Different segments within vertebrate muscles can operate on different regions of their force-length relationships

Abstract

To relate in vivo behavior of fascicle segments within a muscle to their in vitro force-length relationships, we examined the strain behavior of paired segments within each of three vertebrate muscles. After determining in vivo muscle activity patterns and length changes of in-series segments within the semimembranosus muscle in the American Toad (Bufo americanus) during hopping and within the sternohyoid muscle in the rat (Rattus rattus) during swallowing, and of spatially separated fascicles within the medial gastrocnemius muscle in the rat during trotting, we measured their corresponding in vitro (toad) or in situ (rat) force-length relationships. For all three muscles, in vivo strain heterogeneity lasted for about 36 to 57% of the behavior cycle, during which one segment or fascicle shortened while the other segment or fascicle simultaneously lengthened. In the toad semimembranosus muscle, the proximal segment shortened from the descending limb across the plateau of its force-length relationship from 1.12 to 0.91 of its optimal length (Lo), while the distal segment lengthened (by 0.04 ± 0.04 Lo) before shortening down the ascending limb from 0.94 to 0.83 Lo. In the rat sternohyoid muscle, the proximal segment tended to shorten on its ascending limb from 0.90 to 0.85 L₀ while the distal segment tended to lengthen across L₀ (0.96 to 1.12 L₀).

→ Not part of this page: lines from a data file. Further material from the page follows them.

PR #4251, opened 2020-10-04
Add new Swerve Finance clones to blacklist.

ghost:
Official site: https://swerve.fi

Clones: swerve.fm, swerve.financial,swerve.fo


kumavis:
added, thanks

Issue #4244, opened 2020-10-02
domain whitelisting


RonnyDUC:
Our main website www.ducatus.com is flagged by Metamask because of its similar name to www.auctus.org. This is causing us a lot of unnecessary and unjustified problems and complaints.
My staff has been contacting you several times now to correct this issue but not even getting a response. 
I would like to ask you to look into this issue immediately please and resolve it by white labeling our website.

muthunagarajan1:
Have raised another ticket at  https://metamask.zendesk.com/hc/en-us/requests/new with the following details.

The following are the links to issues & Pull requests raised to whitelist ducatus.com . These are open since 14th of August 2020.

https://github.com/MetaMask/eth-phishing-detect/pull/4276

https://github.com/MetaMask/eth-phishing-detect/issues/4105

https://github.com/MetaMask/eth-phishing-detect/issues/4105

You guys are actually harming genuine & legitimate businesses and sitting for months on raised concerns. Take corrective action.

danfinlay:
Unblocked, users will stop seeing the warning as the cache expires. Sorry for falling behind on these, we are establishing processes for keeping up with the list in the future.

muthunagarajan1:
Thank You!!

Issue #4105, opened 2020-08-14
Ducatus.com Phishing Warning


Artem-Lop:
Hi!
My name is Artem and I represent Ducatus.com network. We've noticed that Metamask marks our service as a phishing website.

Using [this tool](https://metamask.github.io/eth-phishing-detect/) we managed to get the following info: 
_This domain was blocked for its similarity to auctus.org, a historical phishing target._
But auctus.org is not even blocked right now.

Could you please kindly explain why this happens and what can we do to remove this warning?

danfinlay:
Unblocked, users will stop seeing the warning as the cache expires. Sorry for falling behind on these, we are establishing processes for keeping up with the list in the future.

PR #4276, opened 2020-10-14
Whitelist Request for wrongly flagged Ducatus.com

muthunagarajan1:
Added Ducatus.com to whitelist as it is wrongly flagged in the Metamask Browser Plugins. The reason mentioned is the name ducatus is similar to auctus. hence this pull request. 

Related issues : #4105  #4244 Open since 14th August 20. Need to be addressed at the earliest please.


Tectract:
This is so uncool of Metamask to ignore these issues and PRs. We need to bring press attention to this issue.

muthunagarajan1:
> This is so uncool of Metamask to ignore these issues and PRs. We need to bring press attention to this issue.

What you say is absolutely right. Coming up with some algorithms and say it helps users and using that reason to harm legitimate & innocent businesses.

PR #4297, opened 2020-10-27
Add curve.fyi to blacklist

pengiundev:
Curve.fyi is a phishing site where scammers transfer tokens to themselves


409H:
curve.fyi
Fake Curve finance phishing for funds
https://urlscan.io/result/b3c14b5c-6f02-4e56-9468-32369a203be1/

PR #4303, opened 2020-10-29
Add curve.si to blacklist

pengiundev:
Curve.si is another phishing site which sends user's deposits to scammer's address


409H:
curve.si
Fake Curve website phishing for funds
https://urlscan.io/result/7109bda6-0c10-4c53-858d-9f77ace6dec0/
address: 0x254CcDE325aAEed21ae5f98B5C301FDfe42ADB9a (eth)

Issue #4330, opened 2020-11-02
Hedget.com blocked (legit web site)


killerstorm:
Reason:

```
This domain was blocked for its similarity to ledger.com, a historical phishing target.
```

Seriously?

killerstorm:
#4331 https://github.com/MetaMask/eth-phishing-detect/pull/4331

danfinlay:
Very sorry, Fixed by #4388

PR #4331, opened 2020-11-02
Added hedget.com to whitelist

killerstorm:
It was confused with ledger.com by fuzzy matcher.


409H:
Fixes https://github.com/MetaMask/eth-phishing-detect/issues/4330

PR #4374, opened 2020-11-05
blocked due to mycrypto fuzzylist

dpazdan:


dpazdan:
@409H can you confirm this site does not:
Use their interfaces to collect user signing keys (especially cryptocurrency keys) and send them back to home servers.

Thanks!

PR #1043, opened 2024-01-26
Pipe GCEGuestAgent logs on windows to Format-List to force line wrapping

a-crate:


imagetest/test_suites/guestagent/telemetry_test.go
```diff
@@ -40,17 +40,18 @@ func restartAgent(t *testing.T) {
 
 func getAgentOutput(t *testing.T) string {
 	t.Helper()
-	var cmd *exec.Cmd
 	if utils.IsWindows() {
-		cmd = exec.CommandContext(utils.Context(t), "powershell.exe", "-NonInteractive", "Get-WinEvent", "-Providername", "GCEGuestAgent")
-	} else {
-		cmd = exec.CommandContext(utils.Context(t), "journalctl", "-o", "cat", "-eu", "google-guest-agent")
+		o, err := utils.RunPowershellCmd(`Get-WinEvent -Providername GCEGuestAgent | Format-List -Property Message`)
```
bkatyl, line 44: I actually think `out` was better than `o`. Just because something can be a single character that doesn't always make it better from a readability prospective especially when someone is quickly skimming the code.

go/go-style/decisions#variable-names - "Single-word names like count or options are a good starting point."

a-crate: Done

bkatyl (approved):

In the rat medial gastrocnemius muscle, in vivo strains of proximal fascicles ranged from 0.72 to 1.02 Lo, while the distal fascicles ranged from 0.88 to 1.11 L₀. Even though the timing of muscle activation patterns were similar between segments, the heterogeneous strain patterns of fascicle segments measured in vivo coincided with different operating ranges across their force-length relationships simultaneously, implying differences in force-velocity behavior as well. The three vertebrate skeletal muscles represent a diversity of fiber architectures and functions and suggest that patterns of in vivo contractile strain and the operating range over the force-length relationship in one muscle region does not necessarily represent other regions within the same muscle.